Choosing Photos
I like to take wildlife photographs. I find it meditative, and over many years I've photographed some interesting and uncommon animals. Some highlights so far include:
- Seeing reintroduced Red Kites in Avoca, Co. Wicklow
- Watching Red Deer fight in the annual rutt in Killarney, Co. Kerry
- Briefly photographing a pine marten (a yellow-bibbed weasel) after a day waiting in a likely spot for it to appear
For each of these trips I accumulated thousands of photographs, and had to spend a lot of time "deduplicating" and picking favourites. To keep things fun, I built a CLI called Badger to speed up this work.
The algorithm is simple:
- Cluster photographs taken about the same time into "shoots"
- Label images with a blurriness estimate
- Manually choose favourites in each cluster
I detected image-blur using the variance of a photo's laplacian. This value has no global meaning, but for two very similar images it reliably indicates which of two is blurrier.
To group similar images together, I clustered them using their timestamps and DBSCAN. DBSCAN creates as many clusters as needed, and allow one-off photos to be added to a noise cluster.
After grouping & labeling photos I manually pick favourites in each cluster, using the blur label to more quickly find "keepers".

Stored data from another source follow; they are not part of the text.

PR #1063, opened 2022-03-17
add stage-based exit codes to the openshift-installer

deads2k:
Describing the limitations on exit-codes from openshift-installer, where they could be used, what they should not be used for, and how this doesn't preclude producing a different interaction later.

@patrickdillon @sdodson @staebler 
@dgoodwin do you know Ken's github name?

### DIFF
--- a/enhancements/installer/coarse-grained-exit-codes.md
+++ b/enhancements/installer/coarse-grained-exit-codes.md
@@ -1,0 +1,162 @@
+---
+title: coarse-grained-exit-codes
+authors:
+  - "@deadsk2"
+reviewers:
+  - "@staebler"
+approvers:
+  - "@pdillon"
+  - "@sdodson"
+api-approvers: # in case of new or modified APIs or API extensions (CRDs, aggregated apiservers, webhooks, finalizers)
+  - TBD
+creation-date: 2022-03-16
+last-updated: 2022-03-16
+tracking-link: # link to the tracking ticket (for example: Jira Feature or Epic ticket) that corresponds to this enhancement
+  - TBD
+see-also:
+replaces:
+superseded-by:
+---
+
+# Coarse Grained Exit Codes from the Installer
+
+## Summary
+
+`openshift-installer` callers will now get more granular exit codes.
+Callers of `openshift-installer` can expect non-zero exit codes *that may change over time* as
+the `openshift-installer` evolves over time.
+`openshift-installer` provides *no guarantee* that exit codes will not change as result of changes like
+greater granularity, lower granularity, re-organization, or other needs.
+`openshift-installer` *does guarantee* that a particular exit code will not be re-used to have a
+different meaning in the same y-level version.
+`openshift-installer` will make reasonable efforts to avoid re-using a particular exit code to have
+different meanings across y-level versions, but for sufficiently compelling reasons may do so.
+
+## Motivation
+
+Automated categorization of failures can assist in efforts like
+1. reliability determination of provision on various clouds
+2. directing effort to proper teams depending on failure modes
+3. tracking of which installation stages have problems on various platforms
+4. automated retry of infrastructure failures by CI step registry
+
+These are reasons why the data is useful and by providing it, other teams will be able to build these
+secondary system.
+Other teams *must properly handle previously unknown exit codes*.
+
+### Goals
+
+1. Coarse grained (order of 10 or less values), stage-based exit codes to assist in categorizing
+   failures, but not debugging failures.
+
+### Non-Goals
+
+1. Detailed, machine-parseable, cause-based failure information is outside the scope of this enhancement.
+
+## Proposal
+
+The installer knows what stage of the installation has failed when it exits.
+The stages include
+1. install-config handling
+2. infrastructure creation
+3. bootstrapping
+4. wait-for-cluster-install
+5. destroy
+6. everything else
+
+The installer will not introspect errors to provide deeper analysis, but these stages (and whatever future
+ones the install team identifies) may have unique exit codes when they fail.
+Categorizing failures in this way will allow machine categorization of the type of failure by other systems.
+The CI step registry is a good example of a consumer, but issuing a destroy after an infrastructure creation
+and retrying the `openshift-install` seems like a fairly common use-case since infrastructure creation
+failures often happen for environmental reasons and are reasonably likely to succeed on a retry.
+
+### Known Exit Codes
+
+Key things to remember:
+1. Callers of `openshift-installer` can expect non-zero exit codes *that may change over time* as
+   the `openshift-installer` evolves over time.
+2. `openshift-installer` provides *no guarantee* that exit codes will not change as result of changes like
+   greater granularity, lower granularity, re-organization, or other needs.
+3. `openshift-installer` *does guarantee* that a particular exit code will not be re-used to have a
+   different meaning in the same y-level version.
+4. `openshift-installer` will make reasonable efforts to avoid re-using a particular exit code to have
+   different meanings across y-level versions, but for sufficiently compelling reasons may do so.
+5. Consumers must properly handle previously unknown exit codes.
+
+| Stage | Exit Code |
+| --- | --- | 
+| Generic | whatever other value is produced |
+| infrastructure creation | 3 |
+| bootstrapping | 4 | 
+| wait-for-cluster-install | 5 |
+| install-config verification | TBD |
+
+### User Stories
+
+### API Extensions
+
+### Implementation Details/Notes/Constraints [optional]
+
+Approval of the implementation lies with the installer team, but [openshift/installer#5702](https://github.com/openshift/installer/pull/5702)
+demonstrates using `errors.Unwrap` and logical `errors.Is` to keep all return code logic contained in the command package.
+This keeps exit code logic from leaking into the installer library itself.
+
+### Risks and Mitigations
+
+## Design Details
+
+### Open Questions [optional]
+
+### Test Plan
+
+### Graduation Criteria
+
+#### Dev Preview -> Tech Preview
+
+#### Tech Preview -> GA
+
+#### Removing a deprecated feature
+
+### Upgrade / Downgrade Strategy
+
+The `openshift-installer` is only excecuted once and does not leave any persisted data
+in the cluster itself, so there is not an upgrade/downgrade concern for changing
+existing non-zero return codes into other non-zero return codes.
+
+### Version Skew Strategy
+
+The `openshift-installer` is only excecuted once and does not leave any persisted data
+in the cluster itself, so there is no version skew concern for changing
+existing non-zero return codes into other non-zero return codes.
+
+Consumers that installer multiple levels of `openshift-installer` may see exit codes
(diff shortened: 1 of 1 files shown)


dgoodwin:
Ken is @xueqzhan

enhancements/installer/coarse-grained-exit-codes.md
```diff
@@ -0,0 +1,159 @@
...
+| infrastructure creation | 3 |
+| bootstrapping | 4 | 
+| wait-for-cluster-install | 5 |
+| destroy | |
+
+### User Stories
+
+### API Extensions
+
+### Implementation Details/Notes/Constraints [optional]
```
patrickdillon, line 100: As shown by #5702, this handling is done by `logrus`. All relevant `logrus` calls are contained in the `cmd` package. Keeping the semantics of the error codes at this high-level does not require significant integration with other packages. Retrieving errors with more detail would require a much more sophisticated design.

patrickdillon, line 100: As shown by #5702, this handling is done by `logrus`. All relevant `logrus` calls are contained in the `cmd` package. Keeping the semantics of the error codes at this high-level does not require significant integration with other packages. Retrieving errors with more detail would require a much more sophisticated design.

enhancements/installer/coarse-grained-exit-codes.md
```diff
@@ -0,0 +1,159 @@
...
+5. Consumers must properly handle previously unknown exit codes.
+
+| Stage | Exit Code |
+| --- | --- | 
+| Generic | whatever other value is produced |
+| install-config verification | |
+| infrastructure creation | 3 |
+| bootstrapping | 4 | 
+| wait-for-cluster-install | 5 |
+| destroy | |
```
patrickdillon, line 94: Adding destroy was my suggestion, but on second thought a generic error for destroy is probably not worth the added complexity. These "stages"--except destroy--are all part of the `create cluster` flow. Destroy is only run explicitly so it seems that the Generic error code would capture just as much information.

patrickdillon, line 94: Adding destroy was my suggestion, but on second thought a generic error for destroy is probably not worth the added complexity. These "stages"--except destroy--are all part of the `create cluster` flow. Destroy is only run explicitly so it seems that the Generic error code would capture just as much infromation.

patrickdillon (commented):
Looks good to me. Left a few notes. 

Are there any particular clients we need to get feedback from?

enhancements/installer/coarse-grained-exit-codes.md
```diff
@@ -0,0 +1,159 @@
...
+
+### Known Exit Codes
+
+Key things to remember:
+1. Callers of `openshift-installer` can expect non-zero exit codes *that may change over time* as
+   the `openshift-installer` evolves over time.
+2. `openshift-installer` provides *no guarantee* that exit codes will not change as result of changes like
+   greater granularity, lower granularity, re-organization, or other needs.
+3. `openshift-installer` *does guarantee* that a particular exit code will not be re-used to have a
+   different meaning in the same y-level version.
```
dhellmann, line 82: How will a user know what the exit codes for a given version mean? Docs only? Sub-command help? Other?

deads2k:
Updated for comments.



> Are there any particular clients we need to get feedback from?

An explicit ack from @xueqzhan and/or @dgoodwin .  Given flexibility on the consumer side (which they must logically have today), I think future changes can be addressed with minor tweaks (probably just table entries).

enhancements/installer/coarse-grained-exit-codes.md
```diff
@@ -0,0 +1,159 @@
...
+| Stage | Exit Code |
+| --- | --- | 
+| Generic | whatever other value is produced |
+| install-config verification | |
+| infrastructure creation | 3 |
+| bootstrapping | 4 | 
+| wait-for-cluster-install | 5 |
+| destroy | |
+
+### User Stories
```
dhellmann, line 95: If there is already a consumer in mind, describing that use case here would provide helpful context.

enhancements/installer/coarse-grained-exit-codes.md
deads2k: > How will a user know what the exit codes for a given version mean? Docs only? Sub-command help? Other?

Keeping this enhancement up to date seems reasonable.  I wouldn't get carried away with documenting what amount to best effort codes.

enhancements/installer/coarse-grained-exit-codes.md
deads2k: > If there is already a consumer in mind, describing that use case here would provide helpful context.

openshift CI.  Present and ready.

https://github.com/openshift/release/blob/master/ci-operator/step-registry/gather/must-gather/gather-must-gather-commands.sh#L26

xueqzhan:
> Updated for comments.
> 
> > Are there any particular clients we need to get feedback from?
> 
> An explicit ack from @xueqzhan and/or @dgoodwin . Given flexibility on the consumer side (which they must logically have today), I think future changes can be addressed with minor tweaks (probably just table entries).

This design sufficiently satisfies the requirement of our use case. Thanks @deads2k!

enhancements/installer/coarse-grained-exit-codes.md
```diff
@@ -0,0 +1,162 @@
...
+
+## Proposal
+
+The installer knows what stage of the installation has failed when it exits.
+The stages include
+1. install-config handling
+2. infrastructure creation
+3. bootstrapping
+4. wait-for-cluster-install
+5. destroy
```
staebler, line 64: What is destroy? Do you mean the step of destroying the bootstrap? Or do yo mean destroying the entire cluster?

enhancements/installer/coarse-grained-exit-codes.md
staebler: Hive/OSD seem like prime candidates to use these codes, too. We should get some input from them about how the codes are defined.
/cc @2uasimojo

dgoodwin:
SGTM

enhancements/installer/coarse-grained-exit-codes.md
```diff
@@ -0,0 +1,162 @@
...
+3. `openshift-installer` *does guarantee* that a particular exit code will not be re-used to have a
+   different meaning in the same y-level version.
+4. `openshift-installer` will make reasonable efforts to avoid re-using a particular exit code to have
+   different meanings across y-level versions, but for sufficiently compelling reasons may do so.
+5. Consumers must properly handle previously unknown exit codes.
+
+| Stage | Exit Code |
+| --- | --- | 
+| Generic | whatever other value is produced |
+| install-config verification | |
```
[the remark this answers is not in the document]
deads2k: > Was the intention to use the error code of 2 here?

No.  This was a stage that @patrickdillon suggested, but I wasn't ready to assign it because it wasn't in the first cut of the PR.  I'll reshuffle to add this to the end.

enhancements/installer/coarse-grained-exit-codes.md
```diff
@@ -0,0 +1,162 @@
...
+## Proposal
+
+The installer knows what stage of the installation has failed when it exits.
+The stages include
+1. install-config handling
+2. infrastructure creation
+3. bootstrapping
+4. wait-for-cluster-install
+5. destroy
+6. everything else
```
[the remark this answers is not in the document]
deads2k: > Thanks for not sneaking in "cvo reports that the cluster installed but some cluster operators are now reporting degraded". 

I considered this and decided against it for a couple reasons.  I'll enumerate here and if you like, I'll add them to the KEP to help place further boundaries on what (in my opinion) is reasonable.
1. having "operators are degraded" or "operators are progressing" would be seemingly handy for consumers, but those conditions are not mutually exclusive, making the actual return values, one, the other, or both.
2. when the cluster fails and the installer can determine "operator state is bad" and communicates that as exit code 5, the caller can investigate the operator status themselves.

2uasimojo:
> Hive/OSD seem like prime candidates to use these codes, too. We should get some input from them about how the codes are defined.
> /cc @2uasimojo

I'm not seeing a strong motivation for hive to make use of this:
- The cross-version guarantees are explicitly limited (you said it twice; I'm thinking you might be serious).
- Hive doesn't predetermine the installer version it invokes.
- We could discover the version and map to the appropriate set of error codes as [suggested](https://github.com/openshift/enhancements/blob/be943b74508b64651964576ba6987f29edea09d2/enhancements/installer/coarse-grained-exit-codes.md#drawbacks)... **but** it would have to be worth the trouble.

Today we worry about two states: success and failure. On failure, we invoke a destroy and (maybe) try again from the beginning. We detect and categorize failures by scraping the logs, and expose some logic allowing the consumer to configure retries based on regex-matching those scrapings. That's brittle, but finer-grained than what these coarse exit codes would support, and can be adapted/adjusted by config (as opposed to code) in effectively realtime.

If this KEP _were_ a thing, there are a couple of hive use cases I can see being possible -- though again, perhaps not worth the trouble of implementing:
- Today when we invoke that destroy on failure, there are cases where the destroy fails repeatably and we're stuck. We've been told to file those as bugs against the installer (destroy should be idempotent). However, if we got the "install config processing" exit code, we could be "sure" there's nothing to clean up, and could simply bail without bothering to invoke the destroy.
- If I get an error code in one of the later stages, can I reinvoke the installer and have it idempotently pick up where it left off? That would be a time-saver for sure. Though again, having to understand which exit codes that applies to, for which versions of the installer, might be more trouble than it's worth to save that time.

/cc @akhil-rane @abutcher @suhanime @newtonheath @gregsheremeta in case your opinions should differ significantly from mine :)

deads2k:
> Hive/OSD seem like prime candidates to use these codes, too. We should get some input from them about how the codes are defined.
/cc @2uasimojo 

Looks like they are inclined to pass, but the TRT/CI use-case remains, so there's still an interested and ready consumer with a PR and staffing to complete and maintain the work with no conflict with future hive desires.

enhancements/installer/coarse-grained-exit-codes.md
sdodson: Maybe human readable stderr output like:
`exit(1) -- Failed to parse install-config`

enhancements/installer/coarse-grained-exit-codes.md
```diff
@@ -0,0 +1,162 @@
...
+   different meanings across y-level versions, but for sufficiently compelling reasons may do so.
+5. Consumers must properly handle previously unknown exit codes.
+
+| Stage | Exit Code |
+| --- | --- | 
+| Generic | whatever other value is produced |
+| infrastructure creation | 3 |
+| bootstrapping | 4 | 
+| wait-for-cluster-install | 5 |
+| install-config verification | TBD |
```
sdodson, line 93: Whenever we turn this TBD into something else can we get rid of the word verification unless we envision tying this to things like quota verification, etc. I don't know if this is just limited to ensuring inputs conform to the install-config api or more than that.

sdodson:
/lgtm
I don't see anything that should inhibit implementation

Badger has a few other features; it handles video (which I don't check for blurriness) and raw images associated with JPG files output by my camera.
Does it work? Yes, with caveats. The library I use computes blur slowly (1 - 2s per image) and it still takes a little time to work through the remaining images manually. The clustering method is imperfect; in future I'll research a better method of clustering similar images. But, on the whole, I've sorted hundreds of thousands of images using this system and for most day-trips I have images sorted within thirty minutes.
Takeaway Points
- Imperfect methods of detecting blur and grouping images still reduces manual work
- Heuristics methods beat no methods
Addendum, October 2024
Years later, I'm still using this project. It's sorted hundreds of photo albums for me and cuts my processing time down to roughly a quarter. It's due a rewrite (it's a little buggy) but the fundementals are good.